Quando, no inicio deste junho, a Anfavea refez para baixo, pela segunda vez no ano, sua projeção de vendas e de produção de veículos para 2015, a entidade, na prática, formalizou algo que até as paredes mais distraídas das salas de trabalho dos executivos deste setor já vinham ouvindo com alguma frequência.
Ou seja: originalmente esperado para o segundo trimestre, o início do processo de retomada das vendas do setor atrasará. Ficará muito provavelmente para o terceiro trimestre. Talvez até para último quarto do ano.
Como intervalo de tempo, a mudança nem chega a ser tão significativa – algo de três a seis meses. Todavia, como a projeção da entidade segue o calendário gregoriano, que termina em dezembro, esta redução no numero de meses ainda disponíveis em 2015 para a recuperação das vendas até agora perdidas potencializou sobremaneira o impacto negativo de maio no resultado final do ano.

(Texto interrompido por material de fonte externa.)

PR #390, opened 2023-02-18
Ligatures font toggle

edemaine:
* Ligatures off by default (I've gotten a bunch of feedback on this).
* Toggle in bottom right of every Playground box. (I tried to explore doing this via locales and the topnav, but doesn't seem to be possible.)

image

image

TODO: Keep toggle state in localstorage. (I feel like a serious Vue noob here...)

TODO: I think the fonts should be unified; they're substantially different heights. @STRd6 Do you like my choice of Hack? If so, there's a [FiraCode Ligatured Hack](https://github.com/gaplo917/Ligatured-Hack) that I can replace FireCode with.


STRd6:
I personally prefer Fira Mono if we want to unify the ligature/non-ligature fonts.

edemaine:
Ah, I didn't know about Fira Mono.  That works.

I prefer Hack (taller letters, less space between lines, somewhat bolder weight) but am fine going with Fira. I eventually get used to whatever I look at, but switching between them is really striking. (Try it with the two images above.)

STRd6 (approved):

edemaine:
Sorry, could I get a clarification of whether you strongly prefer Fira or leave it up to me? I assume the former but want to make sure.

PR #395, opened 2023-02-19
Parent pointer cleanup

STRd6:
- Don't add parent pointers to arrays
- Update parent pointers after adjusting subtrees in pipe and pattern matching


edemaine (approved):
I did wonder whether it was appropriate to add properties to arrays. It works, but they certainly print funny. And this is a good way to encourage use of more AST object nodes.

PR #1653, opened 2024-12-20
List of ASCII symbols in cheatsheet

edemaine:
This started as an exercise to see which symbols we use the least (e.g. `~`). But I think it could be helpful also as:
* a list of operator-based features
* reading code (what does `#` mean here?)

I'm open to better ideas of where to put it, though. Also let me know if I missed some!


civet.dev/cheatsheet.md
```diff
@@ -315,3 +315,39 @@ floor # / 2
...
+
+## ASCII Symbols
+
+Here is a list of ASCII symbols and their various contextual meanings in Civet.
+(There are also more [Unicode symbols](/reference#unicode-operators).)
+
+| Symbol | Meanings |
+|--------|----------|
+| space | Function call |
+| `?` | Non-null test `x?`; non-null access `x?.y`, `x?y`, `x?(...)`, `x?[...]`; null coalescing `x ?? y` (`x ? y` with `coffeeBinaryExistential`); TypeScript optionals `(x?: number) => x`; if/then/else ternary `x ? y : z` |
```
bbrk24, line 327: Optional types `number?`, `number??`, optional declarations `let x?: number`, optional check `if x? := foo()`

As an aside, `let x?` with no type annotation is currently left alone during compilation.

civet.dev/cheatsheet.md
```diff
@@ -315,3 +315,39 @@ floor # / 2
...
+| `!` | Negation `!x`; object flag `{!x}`; TypeScript non-null assertion `x!`; non-null assertion access `x!.y`, `x!y` |
```
bbrk24, line 328: Non-nullable types `let x: T!`, force-cast `as!`

Should we also mention that it can be interleaved with certain operators like `!in`?

civet.dev/cheatsheet.md
```diff
@@ -315,3 +315,39 @@ floor # / 2
...
+| `#` | private properties `x.#y`, `#y`; length shorthand `x#`, `#`; block comments `### ... ###`; one-line comments `# ...` with `coffeeComment`; CoffeeScript string interpolations `"x#{y}"` with `coffeeInterpolation` |
+| `$` | JavaScript identifier character; template interpolations `` `x${y}` `` |
+| `_` | JavaScript identifier character |
+| `%` | Modulo operators `x % y`, `x %% y`; modulo indexing `x[i %]`; integer division `%/` |
+| `^` | Binary XOR `x ^ y`; logical XOR `x ^^ y`; logical XNOR `x !^ y`, `x !^^ y`; pin patterns `(^x) =>` |
+| `&` | Binary AND `x & y`; logical AND `x && y`; TypeScript AND `number & string`; placeholder for function shorthand `&[x]+1` |
+| `\|` | Binary OR `x \| y`; logical OR `x \|\| y`; TypeScript OR `number \| string`; pipeline `\|>`, `\|\|>` |
+| `+` | Addition `x + y`; positive `+x`; increment `x++`, `++x`; object flag `{+x}`; concatenation `x ++ y` |
+| `-` | Subtraction `x - y`; negation `-x`; decrement `x--`, `--x`; object flag `{-x}`; function arrows `->`; property name symbol `x-y: z` |
+| `*` | Multiplication `x * y`; exponentiation `x ** y`; generators `function*`, `*method()`, `for*`; comments `/* x */` |
```
bbrk24, line 339: We might want to explicitly mention `yield*` as a special thing relating to generators

civet.dev/cheatsheet.md
```diff
@@ -315,3 +315,39 @@ floor # / 2
...
+| `/` | Division `x / y`; integer division `x %/ y`; comments `// x`, `/* x */`; regular expressions `/x/`, `///x///`; TypeScript triple-slash directive `/// <reference/>` |
+| `\` | String escape `"\""`; regular expression escape `/\//` |
+| `=` | Assignment `x = y`, `x op= y`; declaration shorthand `.=`, `:=`, `::=`; function arrows `=>` |
```
bbrk24, line 342: `==`, `!=`, `===`, `!==` (also for `!`)

civet.dev/cheatsheet.md
```diff
@@ -315,3 +315,39 @@ floor # / 2
...
+| `~` | Binary NOT `~x` |
+| `.` | Property access `x.y`; property access function `.x`; argument placeholder `f(x, .)`; bulleted list `. x` (after indentation); let shorthand `x .= y`; range literals `[x..y]`; spreads `...x` |
+| `:` | Labels `:x`; symbols `:x`; object properties `x: y`, `{x: y}`; TypeScript types `let x: number`, `(x: number) =>`; property typing `{x:: number}`, `[x:: number]`; if/then/else ternary `x ? y : z`; const shorthand `x := y`; type shorthand `T ::= x`; prototype shorthand `x::y` with `coffeePrototype` |
+| `,` | Argument separator `f x, y`; comma operator `x, y` |
+| `'` | Strings `'hello'`, `'''hello'''`; template strings `f'hello'`; property access `x's y` |
+| `"` | Strings `"hello"`, `"""hello"""`; template strings `f"hello"` |
+| `` ` `` | Template strings `` `x${y}` ``, ` ```x${y}``` `, ``f`x${y}` `` |
```
bbrk24, line 349: For a moment I misread `f"hello"` like a Python-style f-string. Maybe "tag template" or similar to clarify it's the function call kind?

civet.dev/cheatsheet.md
```diff
@@ -315,3 +315,39 @@ floor # / 2
...
+| `<`/`>` | Comparison operators `x < y > z`; JSX `<div>`; TypeScript parameter `Set<number>`; range literals `[x<..<y]`; function arrows `->`, `=>`; pipelines `|>`, `||>` |
```
bbrk24, line 350: `<` extends; `<:` implements (also under `:`), `<?` typeof/instanceof (also under `?`)

bbrk24: Also `>` can be used for backwards extends in type conditionals: `type A<B> = B > C ? D : E` compiles to `type A<B> = C extends B ? E : D`.

civet.dev/cheatsheet.md
```diff
@@ -315,3 +315,39 @@ floor # / 2
...
 </div>
+
+## ASCII Symbols
+
+Here is a list of ASCII symbols and their various contextual meanings in Civet.
+(There are also more [Unicode symbols](/reference#unicode-operators).)
+
+| Symbol | Meanings |
+|--------|----------|
+| space | Function call |
```
bbrk24, line 326: Actually, if we're listing space here, it can also be a TS type argument (`Set number` = `Set<number>`)

STRd6 (approved):
Awesome, I’ve always wanted something like this! Eventually we can also add a search/filter box so we can type in a symbol and see what it could be.

civet.dev/cheatsheet.md
STRd6: And JSX code children 🤫

civet.dev/cheatsheet.md
edemaine: I wonder what `let x?` should mean. I think most intuitively it would say "allow `x` to be unassigned on first access" but I'm not sure this is possible in TypeScript. Perhaps a helpful error message for now.

PR #1654, opened 2024-12-21
`let x?` allows initial `undefined` value + type inference; `let x? = y` for simple `y`

edemaine:
Previously, `let x?` compiled to the invalid TypeScript `let x?`. Now it compiles to `let x = undefined`. As [this playground shows](https://www.typescriptlang.org/play/?#code/CYUwxgNghgTiAEA3W8wHsB2wBc8BGaaEIUGAsAFDEAu8AHvALzwCuWIAZgJYYjCXoMAZyIgAdBDQBzABR0AlJXjKVqgPRqAegH5KXDvBmDg8+AG8l9JvACslhgGpmARgAMlAL4DMI4hOlyihSqIfAaOkA), this seems to allow for the initial `undefined` value (no error about access before initialized) as well as type inference.

This PR also makes `let x? = 5` compile to `let x = 5` (instead of leaving the invalid `?` in there). I wanted to compile it to `let x: undefined | typeof 5 = 5`, but sadly this [isn't valid TypeScript](https://www.typescriptlang.org/docs/handbook/2/typeof-types.html#limitations):

> TypeScript intentionally limits the sorts of expressions you can use `typeof` on. Specifically, it’s only legal to use `typeof` on identifiers (i.e. variable names) or their properties.

### DIFF
--- a/civet.dev/reference.md
+++ b/civet.dev/reference.md
@@ -2548,7 +2548,7 @@ function f(x?: string)?: string
   x
 </Playground>
 
-More generally, `T?` allows for `undefined` and
+More generally, type `T?` allows for `undefined` and
 `T??` additionally allows for `null`:
 
 <Playground>
@@ -2560,6 +2560,14 @@ To allow for type inference and the initial `undefined` value:
 
 <Playground>
 let x?
+</Playground>
+
+To allow for later assignment of `undefined` while specifying an initial value
+(currently limited to a literal or member expression):
+
+<Playground>
+let x? = 5
+let y? = x
 </Playground>
 
 ### Non-Null Types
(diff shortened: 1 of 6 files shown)


STRd6 (approved):
A good improvement. We could check for common literal types: string, number, bigint, and generate the corresponding type | undefined in those cases.

edemaine:
Ah, good idea. I had actually written code to do the rewriting into `typeof` before realizing that it didn't always work, so I could use that, modified to work in just the good cases (member expression and identifier). And I added a new `literalType` helper for literal types, and error in the other cases.

STRd6 (approved):

Issue #1649, opened 2024-12-18
Guaranteed `break with`


edemaine:
This seems like a useful construction, analogous to `Array.prototype.find`:

```js
result := for x of y when condition(x)
  break with x
```

The generated code

```js
let results;results=[];for (const x of y) {if (!condition(x)) continue;
  results = x;break
};const result =results
```

sets `results = []`. It would type better without that. We can detect this by seeing that the loop always exits.

EDIT: I realize that this wouldn't really work, because the loop might not iterate at all, in which case, what should `result` be? Until we have a way to specify the initial value, I don't think this proposal makes sense.

---

Related, I wonder if there should be a reducer for this, called `for find` or `for first`. It's similar to `for some` but returning the first item instead of a boolean.

PR #1657, opened 2024-12-23
`for concat` reduction for concatenating arrays, `for first` reduction for finding elements

edemaine:
`for concat` concatenates using `++`. Like #1656, this is another approach to flattening, which I imagine would be useful in some cases. For example, `array.flat(1)` is equivalent to

```js
for concat subarray of array
```

---

`for first` returns the first body, as suggested in #1649, or else `undefined`. For example, this can simulate `Array.prototype.find`: `array.find(cond)` is equivalent to

```js
for first item of array when cond(item)
```

If `cond` isn't already a function, though, it can make nicer code (no function wrapper necessary).
`for first` also lets you choose *what* to return when found. For example, you can simulate `array.findIndex(cond)` like so:

```js
for first item, i of array when cond(item)
  i
```

I wasn't sure whether to return the first *truthy* body. This would behave more like `for some`, just changing the return value. But I think just returning the first body offers more consistent behavior (maybe you want to return a falsey value), and you can add truthy checking via `when`. But this is partly why it's called `for first`, not `for find`.

### DIFF
--- a/civet.dev/reference.md
+++ b/civet.dev/reference.md
@@ -1964,6 +1964,19 @@ numEven := for count item of array
 numKeys := for count key in object
 </Playground>
 
+`for first` returns the first body value.
+If there is no body, it uses the item being looped over.
+Combined with a `when` condition, this can act like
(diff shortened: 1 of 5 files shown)


STRd6 (approved):
Nice!

PR #1663, opened 2024-12-27
Pattern `name^: value` binds `name`, while `name: value` never does

### LINKED ISSUE #1660: Pattern match creates unused variable
```coffee
switch person
  {age: 100}
    console.log("old")
```

generates:

```typescript
if (
  typeof person === "object" &&
  person != null &&
  "age" in person &&
  person.age === 100
) {
  const { age } = person;
  console.log("old");
}
```

Which causes this TypeScript error:
`'age' is declared but its value is never read.typescript(6133)`

edemaine:
Fixes #1660 by no longer binding `name` in object pattern properties with literal values: `name: "string"`, `name: 42`, or `name: /regex/`. The general rule is now this: if a property has a value, then it doesn't get bound. This seems like a natural extension of how destructuring assignment works.

New feature `name^: value` binds `name`. This also works when checking other properties. For example, the pattern `{parent^: {type: "BlockStatement", expressions}}` binds `parent` and `expression` in two destructurings: `{parent} = x, {expressions} = parent`.

BREAKING CHANGE: Pattern matching with `{name: literal}` no longer binds `name`; use `{name^: literal}` to bind.

### DIFF
--- a/civet.dev/reference.md
+++ b/civet.dev/reference.md
@@ -1646,6 +1646,16 @@ switch x
     type
 </Playground>
 
+Object properties with value matchers are not bound by default (similar to
+[object destructuring assignment](https://developer.mozilla.org/en-US/docs/Web/JavaScript/Reference/Operators/Destructuring_assignment)).
+Add a trailing `^` to bind them:
+
+<Playground>
+switch x
+  {type^: /list/, content^: [first, ...]}
+    console.log type, content, first
+</Playground>
+
 Use `^x` to refer to variable `x` in the parent scope,
 as opposed to a generic name that gets destructured.
 (This is called "pinning" in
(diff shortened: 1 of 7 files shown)


STRd6 (approved):
Looks good! It seems natural to extend to regular destructuring at some point as well.

edemaine:
Oh, that's a fun idea, like `{x^: [y]} := z`. (It already works within `if`.)

I wonder if there's a natural way to do it at the top level too, not just for object properties. Like I want `function Comp(props)` to bind `props` but also destructure... Something like `function Comp(props^: {name})`. This is related to the desire to have `as` in a pattern, like `[a, b] as arr`. I'm not sure we want to call it `as` because it's not a type operation. So maybe something involving `^`.

PR #1666, opened 2024-12-30
Worker threads fixes and SourceMap revamp

edemaine:
**Worker threads** (`CIVET_THREADS` feature) was broken in a few ways:
* Errors weren't serialized, so we got the empty `{}` exception if there was an error
* `errors` option didn't properly modify the array
* SourceMap outputs were crashing when serializing into a worker response message (because of function properties), which caused an error (see below). This caused `yarn test` to fail (before #1665), and also caused `civet filename.civet` to fail. 🙀 

**Internal API change:** `SourceMap` is now a `class`. This seems cleaner overall, and helps with serialization for worker messages. But it changes the API:
* Instead of `SourceMap(source)` we need to use `new SourceMap(source)`.
* `lines` etc. are properties instead of part of the `data` field. In code that deals with multiple versions of Civet (e.g. LSP), I included a fallback for the old format.
* `source` is now a property, not a function. I don't think we use it anywhere though.
* `updateSourceMap` needs to be `bind`ed

Also the ESM register plugin tells you which file is erroring (which has been an issue in the past).

Also a small fix so that `CIVET_THREADS=0 yarn test` disables Mocha's parallel mode (to bypass `export CIVET_THREADS=4`). Previously `0` was treated as truthy.

### DIFF
--- a/build/test.sh
+++ b/build/test.sh
@@ -5,7 +5,7 @@ set -euo pipefail
 # Translate CIVET_THREADS into Mocha's --parallel
 # In particular, CIVET_THREADS Workers don't work within Mocha
 args=""
-if [ ! -z "${CIVET_THREADS:-}" -a "$CIVET_THREADS" != 0 ]; then
+if [ "${CIVET_THREADS:-0}" != 0 ]; then
   args="--parallel -j $CIVET_THREADS"
   export CIVET_THREADS=
 fi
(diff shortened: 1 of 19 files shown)


STRd6 (approved):
Thanks! We're finally migrating away from the CoffeeScript circa 2011 coding style :P

PR #1668, opened 2025-01-03
Named binding patterns `name^pattern` in pattern matching, function parameters, declarations, `for` loops; fix complex bindings in `for` loops

edemaine:
New features:
* `name^pattern` or `name^ pattern` is equivalent to `pattern`, but also binds the whole value to `name`.
  * For example, `function Comp(props^{a, b})` binds `props`, `a`, and `b`
  * This is like `name@pattern` in Haskell, and `pattern as name` in Ocaml and Python. It's motivated by our existing `{name^: pattern}` syntax.
  * It works in pattern matching, function parameters, and declarations (`:=`, `.=`, `const`, `let`, `var`).
  * It works in `=` assignment, ~~but not yet at the top level~~. Note a small **ambiguity**: `x^{y} = z` previously meant `x ^ ({y} = z)`. I think this is worth overriding, as it's not useful to binary XOR with an object or array. (It's also not particularly critical at the top level, as all it's doing is making a copy of `z`. But I think it's cleaner and more symmetric to allow it.)
  * It works in `for ... of/in` loops. These were actually broken with existing `@prop` and splices. The following now work and did not before:
    * `for @x of y`
    * `for [...x, y] of z`
* `{name^: pattern}` is now shorthand for `{name: name^pattern}`, and it is now implemented this way.
  * As a consequence, this now works in function parameters and declarations and assignments and `for` loops, not just pattern matching, as suggested in https://github.com/DanielXMoore/Civet/pull/1663#issuecomment-2563886636
* In pattern matching, `name < 5` now acts like the pattern `< 5` but also binds the matching value to `name`.
  * This is especially useful for matching exceptions. We can now use `try ... catch e <? RangeError` to both match and get the exception `e`.

There's a new `gatherSubbindings` helper that maybe should be part of `gatherBindingCode`. They're now almost always used together. However, in pattern matching, they're used with somewhat different arguments, so I haven't been able to unify yet. (There's also lots of `splices` and `thisAssignments` code that's mostly duplicated in various places, so I guess this is par for the course.)

TODO: Documentation (once the feature/syntax is approved)

### DIFF
--- a/civet.dev/reference.md
+++ b/civet.dev/reference.md
@@ -1631,9 +1631,7 @@ switch x
     console.log "leading type:", type
 </Playground>
 
-::: info
-You can also use condition fragments as patterns.
-:::
+You can also use condition fragments as patterns:
 
 <Playground>
 switch x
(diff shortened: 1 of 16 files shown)


STRd6 (approved):
Thanks, very nice improvements!

Seeing the examples helps me appreciate the syntax. It seems powerful and natural with room to expand in the future as well.

PR #1669, opened 2025-01-04
Fix property `::` typing with private fields

### LINKED ISSUE #1667: Destructuring type error in private field
https://civet.dev/playground?code=CmNsYXNzIENodW5rIHsKICBAKHsKICAgI2Zvbzo6IHN0cmluZwogICAjYmFyOjogbnVtYmVyCiAgfSkKfQ%3D%3D

```civet
class Chunk {
  @({
   #foo:: string
   #bar:: number
  })
}
```

```ts
class Chunk {
  #foo: string;
  #bar: number;
  constructor({
    foo,
    bar,
  }: {
    #foo: string;
    ^^^^^^^^^^^^^
    #bar: number;
    ^^^^^^^^^^^^^
  }) {
    this.#foo = foo;
    this.#bar = bar;
  }
}

```

edemaine:
Fixes #1667 

Also move `populateRefs` to ref.civet where it seems to belong.  (No functional changes to this function, just Civetification.)

### DIFF
--- a/source/parser/binding.civet
+++ b/source/parser/binding.civet
@@ -3,7 +3,6 @@ import type {
   ASTNode
   ASTNodeObject
   BindingPattern
-  BindingProperty
   BindingRestElement
   Children
   HasSubbinding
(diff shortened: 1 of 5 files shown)


STRd6 (approved):
Thanks! I appreciate the comment about `base` and `id` as well!

edemaine:
Yeah, I kept getting confused between them. 😅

Daí, aliás, a provável explicação para o fato da repercussão da nova projeção da Anfavea ter sido bem acima do que seria razoável pela dimensão real do fato. É um cenário que permite, de fato, várias interpretações.
De forma geral, as empresas entraram neste ano projetando vendas fracas no primeiro trimestre em função do esperado ajuste fiscal federal. O início de recuperação se daria a partir do começo do segundo trimestre.
Neste quadro, as vendas no segundo semestre compensariam a queda a ser registrada no primeiro e, na conta final do ano, o resultado seria igual a zero, pouco a mais, pouco a menos. Quando foi ficando evidente que as complicações na esfera política alongariam o prazo do ajuste fiscal, o que adiaria o início do processo de retomada do setor mais para o final do segundo trimestre, a Anfavea refez pela primeira vez sua projeção para este ano. Para menos 10%.
Não sem razão. Afinal, se antes se projetava um trimestre de queda, um de relativo equilíbrio e dois com algum crescimento, o novo cenário passava a indicar até cinco meses de queda, os mesmos três de relativo equilíbrio e apenas quatro com algum crescimento.
Nas contas apresentadas pela Anfavea no início de junho, na prática passa-se a admitir como possível que, neste ano, de seis até nove meses poderão ser de queda em relação ao período anterior. Restariam, então, para compensar a queda, apenas três meses com relativo equilíbrio ou, na melhor das hipóteses, algum crescimento. Muito pouco.
Resultado: nova projeção para 2015, agora com queda de 17,8% na produção e de 20,6% na produção de veículos.
Há, no entanto, pelo menos um ponto que merece análise mais acurada neste cenário: ao contrário do que pode ter sido equivocadamente interpretado pela ampla repercussão da nova mudança nas projeções da Anfavea, não houve, em maio, qualquer degradação mais acentuada dos números em relação ao primeiro quadrimestre do ano.
Tanto em termos produção quanto de vendas, o setor se manteve, no mês, exatamente dentro do mesmo patamar registrado de janeiro a abril, da ordem de 210 mil a 220 mil unidades, conforme mostram os quadros publicados na parte final desta edição, parte integrante de Indicadores.
Ou seja: embora tenha se mantido desconfortável, a situação não piorou em maio. Apenas não melhorou, tal como se esperava, o que é completamente diferente.
O que mudou: ao adiar por mais algum tempo a projeção do inicio da fase de recuperação das vendas, o resultado deste quinto mês acabou tendo reflexos consideráveis na projeção da Anfavea para o ano como um todo. Somou, na prática, os efeitos de um mês a mais de queda ao de um mês a menos de recuperação. Num ciclo gregoriano, de doze meses, isto fez grande diferença.
Há que se atentar, todavia, para o fato de que, embora tenha sido deslocada adiante no tempo, a aposta na retomada das vendas permanece firme no radar. Isto significa que a entidade continua acreditando que o setor automotivo no Brasil não desceu um degrau e nem voltou a se fixar definitivamente no mesmo patamar de há dez anos.
Permanece firme o entendimento de que o movimento agora enfrentando pelo setor não é o da letra “L”, de escada abaixo, em direção a um patamar inferior. Mas, sim, o da letra “V”, aquele no qual uma vez alcançado o fundo do poço, a bola bate e sobe novamente.
Neste contexto, a nova projeção da Anfavea pode e deve ser entendida apenas como um indicativo de que, computados os resultados de maio, o mais provável é que este movimento em “V” pode até ter passado a ter um ângulo de abertura um pouco maior do que o inicialmente projetado. Mas permanece sendo um movimento em “V”, o que faz toda a diferença em relação ao futuro.
Trocando em miúdos: ainda que o início do processo de retomada só aconteça, de fato, em algum momento do último trimestre deste ano, empresa que tiver ano fiscal em abril muito provavelmente já vai apresentar para a matriz números anualizados bem mais confortáveis.